Two self-driving buses will carry people during a one-month trial on the public roads in Helsinki, Finland. The buses will drive in traffic for the first time in Helsinki’s southern district Hernesaari and will have to face unpredictable scenarios, due to commuters and other road users.
Harri Santamala, test project leader and Metropolia University of Applied Sciences Project Manager, said: “There’s no more than a handful of these kind of street traffic trials taking place.”
Previous tests have been run in the Helsinki’s suburban town of Vantaa on closed roads during a housing fair. Unlike most other countries, Finnish law allows vehicles not to have a driver on public roads, making the development of automated technology easier.
The plan is not to replace all human-driven buses by self-driving ones, but to extend the Finnish public transport system.
The electric mini-buses – called Easymile EZ-10 – can carry 12 people, and can go at a speed of 40km/h maximum but will go at an average speed of 10km/h for the trial.
In 2014, The Finnish capital started implementing a 10-year plan to make car ownership pointless through point-to-point “mobility on demand” systems.

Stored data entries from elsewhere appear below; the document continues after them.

PR #186, opened 2024-01-16
fix: :bug: open accordion when a bestuursorgaan is being queried

snenenenenenene:
# BNB-490

## What?
I've made it so that when a user picks a governing body classification and returns they will still see an open advanced filter accordion. This also works when navigating to the page through a link.

## Why?
This change is more in line with the expected behaviour comparable to how searching on a title or keyword goes. See [BNB-490](https://binnenland.atlassian.net/browse/BNB-490?atlOrigin=eyJpIjoiOTdmY2M5NTg5YmMwNDM4ODhlNmE3ODczZjFkYjdhM2YiLCJwIjoiaiJ9) for more information.

## How?
As the current iteration of Appuniverse does not support a way to open an accordion through an argument.
This means that I had to create a seperate `<Accordion/>` component based off of the `<AuAccordion/>` but with an `@defaultOpen={{bool}}` argument to set the default state of the accordion.

## Testing?
I've added coverage to whether or not content gets rendered inside of the accordion component when `@defaultOpen={{bool}}` is set to either true/false.

## Screenshots
**Before**
Screenshot 2024-01-17 at 3 35 04 PM

**After**
Screenshot 2024-01-17 at 3 35 11 PM

### DIFF
--- a/app/components/accordion.hbs
+++ b/app/components/accordion.hbs
@@ -1,0 +1,54 @@
+<div class="au-c-accordion {{this.skin}} {{this.reverse}}" ...attributes>
+  <AuToolbar
+    @nowrap={{true}}
+    @reverse={{@reverse}}
+    {{on "click" this.toggleAccordion}}
+    data-test-accordion-toggle
+    as |Group|
+  >
+    <Group>
+      <div>
+        <AuButton
+          @skin="link"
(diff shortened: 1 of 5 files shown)


aliokan (commented):
Why do we need a new component?

snenenenenenene:
@aliokan I've added a proper explanation of why I did what I did

PR #191, opened 2024-01-30
feat: :sparkles: add governing body name to agenda item

snenenenenenene:


aliokan (commented):
In the PR description and the ticket, it refers to governingBody classification name like on the list page. But in the change I see governingBody name used. Is it a mistake?

snenenenenenene:
@aliokan this was indeed a mistake on my part, sorry!
i've fixed it now

aliokan (approved):
looks good! :+1:

PR #192, opened 2024-01-30
refactor: :recycle: switched to computed property for showAdvancedFilters

snenenenenenene:


app/controllers/agenda-items/index.ts
```diff
@@ -171,7 +172,10 @@ export default class AgendaItemsIndexController extends Controller {
   @tracked plannedStartMax = '';
   @tracked governingBodyClassifications = '';
 
-  @tracked showAdvancedFilters = this.governingBodyClassifications.length > 0;
+  @computed('governingBodyClassifications.length')
```
aliokan, line 175: **Blocker:** Using a getter is enough, `@computed` decorator is not needed. 
In the previous version, `this.governingBodyClassifications.length > 0` was only evaluate and pass to `showAdvancedFilters` only once at initialization. With the getter, the component will know and refresh each time `governingBodyClassifications` change. cf. https://guides.emberjs.com/v4.12.0/in-depth-topics/autotracking-in-depth/

aliokan (changes requested):

app/controllers/agenda-items/index.ts
```diff
@@ -1,4 +1,5 @@
 import Controller from '@ember/controller';
+// eslint-disable-next-line ember/no-computed-properties-in-native-classes
```
aliokan, line 2: **Nitpick:** Can you remove that line too :smile_cat:

aliokan (changes requested):
One little change and we are good to go! :ping_pong:

aliokan (approved):
LGTM!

According to the city council, the system has faced problems, and the smart municipal bus service, Kutsuplus, had to be shut down after a year because of the low volume of passengers and resulting costs.
The small self-driving buses could fill that niche where human-operated transport has proved inefficient with municipal funds.
There will also be similar trials in the UK, with automated lorries on the M6, as well as small public transport pods, and driverless Volvo SUVs in London.